Follow this recipe to make your own fortune cookies:
Prep Time: 10 minutes; Bake Time: 8 minutes (Yields 15 fortune cookies)
5 tablespoons unsalted butter (melted)
4 egg whites
1 cup superfine sugar
1 teaspoon vanilla extract (or almond extract)
1 pinch salt
1 cup unbleached all-purpose flour
3 tablespoons heavy cream
1. Preheat oven to 400 degrees F. Butter a cookie sheet. Write fortunes on strips of paper about 4 inches long and 1/2 inch wide. Generously grease 2 cookie sheets.
2. Mix the egg whites and sugar until foamy but not stiff. Add flour and salt and blend into the egg white mixture. Add butter, cream and extract and beat until combined.
3. Pour 1 tablespoon of the batter onto the prepared cookie sheet. Use the back of the spoon to spread the batter into round shapes about 5 inches in diameter. Be careful to make batter as round and even as possible. Do not make too many, because the cookies have to be really hot to form them and once they cool it is too late. Start with 2 or 3 and see how many you can do.
4. Bake for 8 minutes or until cookie has turned a golden color 1/2 inch wide around the outer edge of the circle. The center will remain pale.

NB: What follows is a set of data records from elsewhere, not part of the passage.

PR #677, opened 2019-05-29
WIP : upgrade the admin HTML theme from 1.0.5 to 4.0.4 

adejanovski:
This will allow us to upgrade to Bootstrap 4 and have a more modern look for the UI.

### DIFF
--- a/src/ui/app/html_template.ejs
+++ b/src/ui/app/html_template.ejs
@@ -42,7 +42,7 @@
 
 </head>
 
-<body>
+<body id="page-top">
 
     <div id="wrapper">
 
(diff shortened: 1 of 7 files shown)


adejanovski:
@ossarga, is this migration something you think you could handle? (since you already did Webpack 4 😉)
I've partially migrated the cluster screen which "mostly works", except the modals don't show up anymore.
It was a quick and dirty attempt to see if the migration was possible or not and it seems like we could achieve it without having to change too many things.

adejanovski:
Upgraded the theme to v3 and refreshed the UI in another PR. Will be enough for now.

5. Remove one cookie at a time from the baking sheet, leaving the remaining cookies on the sheet in the oven. You may want to wear white cotton gloves to handle the cookie because it will be hot. You can also use a clean kitchen towel. Flip the cookie over onto your hand, place the fortune in the cookie, close to the middle and fold the cookie in half. Place the folded edge across the rim of a measuring cup and pull the pointed edges down, one on the inside of the cup and one on the outside. Place folded cookies into the cups of a muffin tin or egg carton to hold their shape until firm.